The proposal to end tenure would fundamentally change the way Texas universities operate in terms of hiring, teaching and research. Faculty members warn it’s likely to impose major challenges for Texas universities to recruit and retain researchers and scholars from across the country.
“Your top-tier talent has lots of options,” Harris said. “And if you hurt your ability to hire the best, you’re not going to do that. … I guarantee you there are university leaders across the country that are making a shopping list of who they’re going to try to steal from the University of Texas if this goes through.”
Harris said even the headlines to propose ending tenure could hurt Texas universities that are hiring faculty members for next year who might think twice about whether to take a job at a public university.
In a statement, the first vice chair of the Texas House Democratic Caucus slammed the plan.
“Our public universities are the keystone of Texas’ economic prowess,” said state Rep. Toni Rose, D-Dallas. “As Republicans like Lt. Gov. Dan Patrick make it their mission to undermine public trust in our education system, they will chase away the best and brightest students and educators our state needs to remain great.”
UT-Austin pharmacy professor Andrea Gore, chair of UT’s Committee of Counsel on Academic Freedom and Responsibility, brought the initial resolution forward to the UT Faculty Council. She told the Tribune she was shocked that a nonbinding resolution passed by the council would elicit such a reaction.

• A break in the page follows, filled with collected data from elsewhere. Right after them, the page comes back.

PR #1918, opened 2023-01-24
Add support for calculating virtual image size as well.

manugupt1:
Testing details

```
➜  nerdctl git:(virtual-size) ✗ nerdctl image list --format 'table ID:{{.ID}};Repo:{{.Repository}};Tag:{{.Tag}};Size:{{.Size}};VirtSize:{{.VirtualSize}}'

 table ID:f271e74b17ce;Repo:alpine;Tag:latest;Size:8.3 MiB;VirtSize:8.3 MiB table ID:3487c98481d1;Repo:fedora;Tag:latest;Size:195.1 MiB;VirtSize:195.1 MiB
```

### DIFF
--- a/pkg/cmd/image/list.go
+++ b/pkg/cmd/image/list.go
@@ -119,6 +119,7 @@ type imagePrintable struct {
 	Name         string // image name
 	Size         string // the size of the unpacked snapshots.
 	BlobSize     string // the size of the blobs in the content store (nerdctl extension)
+	VirtualSize  string
 	// TODO: "SharedSize", "UniqueSize", "VirtualSize"
 	Platform string // nerdctl extension
 }
@@ -231,7 +232,7 @@ func (x *imagePrinter) printImageSinglePlatform(ctx context.Context, img images.
 		logrus.WithError(err).Warnf("failed to get blob size of image %q for platform %q", img.Name, platforms.Format(ociPlatform))
 	}
 
-	size, err := imgutil.UnpackedImageSize(ctx, x.snapshotter, image)
+	size, err := imgutil.UnpackedImageSize(ctx, image)
 	if err != nil {
 		logrus.WithError(err).Warnf("failed to get unpacked size of image %q for platform %q", img.Name, platforms.Format(ociPlatform))
 	}
@@ -245,6 +246,7 @@ func (x *imagePrinter) printImageSinglePlatform(ctx context.Context, img images.
 		Tag:          tag,
 		Name:         img.Name,
 		Size:         progress.Bytes(size).String(),
+		VirtualSize:  progress.Bytes(size).String(),
 		BlobSize:     progress.Bytes(blobSize).String(),
 		Platform:     platforms.Format(ociPlatform),
 	}
--- a/pkg/imgutil/imgutil.go
+++ b/pkg/imgutil/imgutil.go
@@ -29,7 +29,6 @@ import (
 	"github.com/containerd/containerd/platforms"
 	refdocker "github.com/containerd/containerd/reference/docker"
 	"github.com/containerd/containerd/remotes"
-	"github.com/containerd/containerd/snapshots"
 	"github.com/containerd/imgcrypt"
 	"github.com/containerd/imgcrypt/images/encryption"
 	"github.com/containerd/nerdctl/pkg/errutil"
@@ -37,7 +36,6 @@ import (
 	"github.com/containerd/nerdctl/pkg/imgutil/dockerconfigresolver"
 	"github.com/containerd/nerdctl/pkg/imgutil/pull"
 	"github.com/docker/docker/errdefs"
-	"github.com/opencontainers/image-spec/identity"
 	ocispec "github.com/opencontainers/image-spec/specs-go/v1"
 	"github.com/sirupsen/logrus"
 )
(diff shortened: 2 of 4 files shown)


AkihiroSuda:
> Size:8.3 MiB;VirtSize:8.3 MiB

This shouldn't be same?

pkg/cmd/image/list.go
```diff
@@ -405,3 +412,21 @@ func unpackedImageSize(ctx context.Context, s snapshots.Snapshotter, img contain
 	}
 	return usage.Size, nil
 }
+
+// https://github.com/moby/moby/blob/65c371ed6e48d0014a4826a6933f9231f688327a/daemon/containerd/image_list.go#L184-L194
+// What is VirtualSize: https://github.com/docker/docs/issues/1520#issuecomment-305179362
+func computeVirtualSize(ctx context.Context, s snapshots.Snapshotter, img containerd.Image) (int64, error) {
+	chainIDs, err := img.RootFS(ctx)
```
AkihiroSuda, line 419: diffIDs, not chainID 
https://github.com/opencontainers/image-spec/blob/v1.1.0-rc2/config.md#layer-chainid

pkg/cmd/image/list.go
```diff
@@ -405,3 +412,21 @@ func unpackedImageSize(ctx context.Context, s snapshots.Snapshotter, img contain
...
+	if err != nil {
+		return 0, err
+	}
+	var virtualSize int64
+	for _, chainID := range chainIDs {
+		usage, err := s.Usage(ctx, chainID.String())
```
AkihiroSuda, line 425: Can we cache this to avoid calculating the usage twice

manugupt1:
> https://github.com/docker/docs/issues/1520#issuecomment-305179362

See: https://github.com/docker/docs/issues/16315
I think for images it is the same. For containers when we have a writeable layer; it will change.

manugupt1:
@AkihiroSuda I made the change equivalent to moby's containerd implementation. Should we keep blob size now or remove it?
This is sort of a breaking change; will you like to keep the previous behavior or maintain compatibility with moby.

manugupt1:
@fahedouch Can you please have a look? Let me know what do you think?

pkg/cmd/image/list.go
```diff
@@ -177,7 +175,8 @@ type imagePrintable struct {
 	Name         string // image name
 	Size         string // the size of the unpacked snapshots.
```
fahedouch, line 176: `// the size of the unpacked snapshots.` => wrong

pkg/cmd/image/list.go
```diff
@@ -304,7 +303,8 @@ func (x *imagePrinter) printImageSinglePlatform(ctx context.Context, img images.
 		Tag:          tag,
 		Name:         img.Name,
 		Size:         progress.Bytes(size).String(),
-		BlobSize:     progress.Bytes(blobSize).String(),
+		VirtualSize:  progress.Bytes(virtualSize).String(),
+		BlobSize:     progress.Bytes(size).String(), // Was introduced since docker had a different behavior earlier.
```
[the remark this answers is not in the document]
manugupt1: I think we should keep Size (needed your opinion on it).
This will make tests docker incompatible until docker moves to containerd.

pkg/cmd/image/list.go
```diff
@@ -353,55 +353,20 @@ func (x *imagePrinter) printImageSinglePlatform(ctx context.Context, img images.
...
-
-	info, err := s.Stat(ctx, chainID)
-	if err != nil {
-		return 0, err
-	}
-
-	//add ChainID's parent usage to the total usage
-	if err := snapshotKey(info.Parent).add(ctx, s, &usage); err != nil {
-		return 0, err
+		virtualSize += usage.Size
```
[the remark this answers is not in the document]
manugupt1: For images; it is zero; so it really does not matter.
For containers; the writable layer size will be added.

pkg/cmd/image/list.go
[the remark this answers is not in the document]
fahedouch: `VirtualSize` = `blob size` + `writable layer size`

but here you are not counting the writable layer size, before your modification it was counted by add the parent of most top `DiffId` size to the total size

What I did in the past is 

1. calculate the `chainID` of the readonly layer 
2. add `chainID` size to the total size
3. calculate the `chainID` parent size ( writable layer)
4. add the `chainID` parent size to the total size

```
//add ChainID's parent usage to the total usage
	if err := snapshotKey(info.Parent).add(ctx, s, &usage); err != nil {
```

pkg/cmd/image/list.go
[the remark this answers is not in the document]
fahedouch: @manugupt1 

My understanding is that `VirtualSize` = `blob size` + `writable layer size`

but here you are not counting the writable layer size (before your modification it was counted by adding the parent of most top `DiffId` size to the total size)

What I did in the past is 

1. calculate the `chainID` of the readonly layer 
2. add `chainID` size to the total size
3. calculate the `chainID` parent size ( writable layer)
4. add the `chainID` parent size to the total size

```
info, err := s.Stat(ctx, chainID)
if err != nil {
   return 0, err
}
//add ChainID's parent usage to the total usage
	if err := snapshotKey(info.Parent).add(ctx, s, &usage); err != nil {
```

pkg/cmd/image/list.go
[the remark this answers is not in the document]
fahedouch: SGTM

fahedouch (commented):
Could you please check my comment above.

pkg/cmd/image/list.go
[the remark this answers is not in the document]
manugupt1: @fahedouch Sorry for the late response. I have updated this PR; the previous behavior was correct and when I read through the moby issue; this is the behavior that we want. 
However, now containerd provides withSnapshotUsage so we can re-use it.  I have refactored the code and also added the field for VirtualSize.
Please let me know if this sounds good to you. I can write tests if this sounds good to you.

pkg/cmd/image/list.go
```diff
@@ -245,6 +246,7 @@ func (x *imagePrinter) printImageSinglePlatform(ctx context.Context, img images.
 		Tag:          tag,
 		Name:         img.Name,
 		Size:         progress.Bytes(size).String(),
+		VirtualSize:  progress.Bytes(size).String(),
```
AkihiroSuda, line 249: Needs comment lines to explain why these are same

AkihiroSuda: Also needs integration tests

pkg/cmd/image/list.go
```diff
@@ -119,6 +119,7 @@ type imagePrintable struct {
 	Name         string // image name
 	Size         string // the size of the unpacked snapshots.
 	BlobSize     string // the size of the blobs in the content store (nerdctl extension)
+	VirtualSize  string
```
AkihiroSuda, line 122: Needs a comment line

pkg/imgutil/imgutil.go
```diff
@@ -376,55 +374,8 @@ func ParseRepoTag(imgName string) (string, string) {
...
-		return 0, err
-	}
-
-	//add ChainID's parent usage to the total usage
-	if err := snapshotKey(info.Parent).add(ctx, s, &usage); err != nil {
-		return 0, err
-	}
-	return usage.Size, nil
+func UnpackedImageSize(ctx context.Context, img containerd.Image) (int64, error) {
+	return img.Usage(ctx, containerd.WithSnapshotUsage())
```
AkihiroSuda, line 380: Is this just a refactoring, or does this change the computed size?
Could you consider making this a separate commit/PR ?

manugupt1:
@fahedouch Ping

pkg/imgutil/imgutil.go
manugupt1: It does not change the computed size at all. I verified locally.

pkg/cmd/image/list.go
manugupt1: yep! Wanted to get an initial look. Will add by the end of this week.
Thanks!

manugupt1:
Even the sizes are inconistent now with docker and nerdctl.
See: https://github.com/moby/moby/issues/45180
Closing this.

fahedouch:
@manugupt1 why closing this ?

manugupt1:
I mostly closed this because of https://github.com/moby/moby/issues/45180
I will open a new one for VirtualSize only.

PR #1923, opened 2023-01-24
refactor: extract main logic of image.List

### LINKED ISSUE #1855: how to reuse only the "get images" logic of image.List

Currently [`image.List`](https://github.com/containerd/nerdctl/blob/cfe96a9d17b293463ad754ebdae6f0b933d7ae39/pkg/cmd/image/list.go#L49) contains 2 steps:

1. Get the images according to the filters.
2. Print the images.

It'd be nice to have an exported function that only does the first step. The detailed rationale is very similar to https://github.com/containerd/nerdctl/pull/1837#discussion_r1069763156, and this time instead of directly creating a PR, I think opening an issue first probably makes more sense.

Looking at the fields of [`types.ImageListCommandOptions`](https://github.com/containerd/nerdctl/blob/cfe96a9d17b293463ad754ebdae6f0b933d7ae39/pkg/api/types/image_type.go#L19), many of them are only needed by `2. Print the images`, so maybe we can create a new function and make it only depend on the things it needs:

```go
func ListTheNewFunc(ctx context.Context, namespace, address string, Filters, NameAndRefFilter []string) ([]images.Image, error)
```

“Those resolutions are important because they allow us to assert our opinions and rights as faculty members, but they normally do not elicit any responses. In fact, they typically gather dust in the faculty council archives,” Gore wrote in an email to the Tribune. “What the [lieutenant governor’s] actions and words tell me is that not only has he been waiting for an opportunity to ban ideas that are counter to his own, he has been preparing to attack tenure as well.”
UT-Austin President Jay Hartzell has remained quiet on the issue. University spokesperson J.B. Bird did not immediately respond to a request for comment from the Tribune after Patrick’s press conference Friday.
Domino Perez, president of the Faculty Council, said the council had no official comment but she awaits a response from Hartzell on the plan.
Patrick crusaded last summer against critical race theory in K-12 schools. He said it teaches that “one race is better than another and that someone, by virtue of their race or sex, is innately racist, oppressive or sexist.” Academic experts have said that interpretation is a misrepresentation of critical race theory.
Last year, Gov. Greg Abbott signed two laws that dictate how teachers can discuss race in the classroom. While neither used the phrase “critical race theory,” lawmakers who supported the measures characterized the legislation as anti-critical race theory.
Senate Bill 3 states a “teacher may not be compelled to discuss a widely debated and currently controversial issue of public policy or social affairs.” The law doesn’t define what a controversial issue is. If teachers discuss these topics, they must “explore that topic objectively and in a manner free from political bias.”
The law also has provisions for teaching about the history of slavery in America, including that slavery cannot be taught as contributing to the “true founding of the United States” and that “with respect to their relationship to American values, slavery and racism are anything other than deviations from, betrayals of, or failures to live up to the authentic founding principles of the United States, which include liberty and equality.”